## EXERCISE DETAILS
Nothing besides a number belongs in the answer, which is how many lines of the listing contain the string "scoping".

====================

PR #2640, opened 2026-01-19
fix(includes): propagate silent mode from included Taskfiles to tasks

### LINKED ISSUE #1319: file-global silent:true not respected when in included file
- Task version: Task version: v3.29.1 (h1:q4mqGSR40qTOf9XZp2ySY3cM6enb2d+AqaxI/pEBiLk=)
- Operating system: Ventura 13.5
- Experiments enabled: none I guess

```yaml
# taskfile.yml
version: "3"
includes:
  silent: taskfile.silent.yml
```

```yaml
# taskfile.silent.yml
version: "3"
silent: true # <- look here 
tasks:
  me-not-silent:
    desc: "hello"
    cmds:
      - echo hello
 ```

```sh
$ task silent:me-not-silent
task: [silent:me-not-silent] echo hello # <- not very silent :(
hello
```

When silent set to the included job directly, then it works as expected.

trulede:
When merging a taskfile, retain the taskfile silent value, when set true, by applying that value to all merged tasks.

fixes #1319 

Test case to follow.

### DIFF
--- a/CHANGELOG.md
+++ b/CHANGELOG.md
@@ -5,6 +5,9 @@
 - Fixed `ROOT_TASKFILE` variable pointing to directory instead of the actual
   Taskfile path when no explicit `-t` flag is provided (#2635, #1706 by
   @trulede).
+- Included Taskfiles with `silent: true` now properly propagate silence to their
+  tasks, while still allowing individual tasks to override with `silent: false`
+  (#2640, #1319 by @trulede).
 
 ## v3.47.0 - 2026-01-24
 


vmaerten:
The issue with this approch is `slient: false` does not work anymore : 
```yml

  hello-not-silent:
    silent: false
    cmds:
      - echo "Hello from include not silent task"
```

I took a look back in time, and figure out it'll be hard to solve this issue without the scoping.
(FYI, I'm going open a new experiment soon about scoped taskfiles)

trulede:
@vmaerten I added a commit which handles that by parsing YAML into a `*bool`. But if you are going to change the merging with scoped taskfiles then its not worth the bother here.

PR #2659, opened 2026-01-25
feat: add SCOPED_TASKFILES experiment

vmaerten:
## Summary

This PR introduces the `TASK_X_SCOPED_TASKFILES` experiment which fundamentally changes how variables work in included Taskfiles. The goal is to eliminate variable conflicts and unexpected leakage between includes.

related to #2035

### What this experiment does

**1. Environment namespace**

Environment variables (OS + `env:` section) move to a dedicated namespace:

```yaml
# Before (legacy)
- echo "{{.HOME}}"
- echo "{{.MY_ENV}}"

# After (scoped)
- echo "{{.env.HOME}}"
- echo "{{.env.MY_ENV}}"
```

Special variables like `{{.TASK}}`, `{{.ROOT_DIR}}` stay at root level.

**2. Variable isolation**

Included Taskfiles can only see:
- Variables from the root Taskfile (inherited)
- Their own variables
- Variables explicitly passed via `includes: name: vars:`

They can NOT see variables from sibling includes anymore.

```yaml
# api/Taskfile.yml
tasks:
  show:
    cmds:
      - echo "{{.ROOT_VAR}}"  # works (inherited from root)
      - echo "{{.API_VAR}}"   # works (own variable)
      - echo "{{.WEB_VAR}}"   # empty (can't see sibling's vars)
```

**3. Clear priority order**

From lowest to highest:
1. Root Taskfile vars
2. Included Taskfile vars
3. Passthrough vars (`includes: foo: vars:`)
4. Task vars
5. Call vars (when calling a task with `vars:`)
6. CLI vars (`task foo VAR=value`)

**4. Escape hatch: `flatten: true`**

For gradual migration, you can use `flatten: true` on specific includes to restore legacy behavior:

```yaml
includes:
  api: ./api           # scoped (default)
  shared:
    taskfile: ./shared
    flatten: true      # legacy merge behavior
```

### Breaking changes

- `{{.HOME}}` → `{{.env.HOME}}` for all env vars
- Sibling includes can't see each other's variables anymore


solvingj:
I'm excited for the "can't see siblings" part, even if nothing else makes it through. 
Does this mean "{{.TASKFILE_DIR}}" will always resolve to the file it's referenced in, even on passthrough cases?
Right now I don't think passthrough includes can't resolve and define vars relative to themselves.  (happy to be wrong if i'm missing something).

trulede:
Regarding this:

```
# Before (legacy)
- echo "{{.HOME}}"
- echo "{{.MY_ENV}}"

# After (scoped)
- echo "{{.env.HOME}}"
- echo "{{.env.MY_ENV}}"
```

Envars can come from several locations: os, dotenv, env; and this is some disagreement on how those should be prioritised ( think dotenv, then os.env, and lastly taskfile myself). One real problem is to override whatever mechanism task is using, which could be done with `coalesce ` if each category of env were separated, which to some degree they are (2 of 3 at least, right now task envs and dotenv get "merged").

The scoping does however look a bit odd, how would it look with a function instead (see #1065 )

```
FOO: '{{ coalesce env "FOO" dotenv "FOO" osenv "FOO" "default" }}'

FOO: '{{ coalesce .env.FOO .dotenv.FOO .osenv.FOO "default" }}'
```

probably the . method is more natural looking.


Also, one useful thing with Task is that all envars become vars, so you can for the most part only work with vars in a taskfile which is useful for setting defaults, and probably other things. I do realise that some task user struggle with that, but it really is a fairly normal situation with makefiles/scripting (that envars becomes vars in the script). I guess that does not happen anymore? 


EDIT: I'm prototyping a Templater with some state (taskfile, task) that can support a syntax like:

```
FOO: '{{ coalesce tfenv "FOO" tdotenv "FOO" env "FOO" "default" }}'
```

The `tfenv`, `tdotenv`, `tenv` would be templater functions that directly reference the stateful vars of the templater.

====================

## EXERCISE OUTPUT
2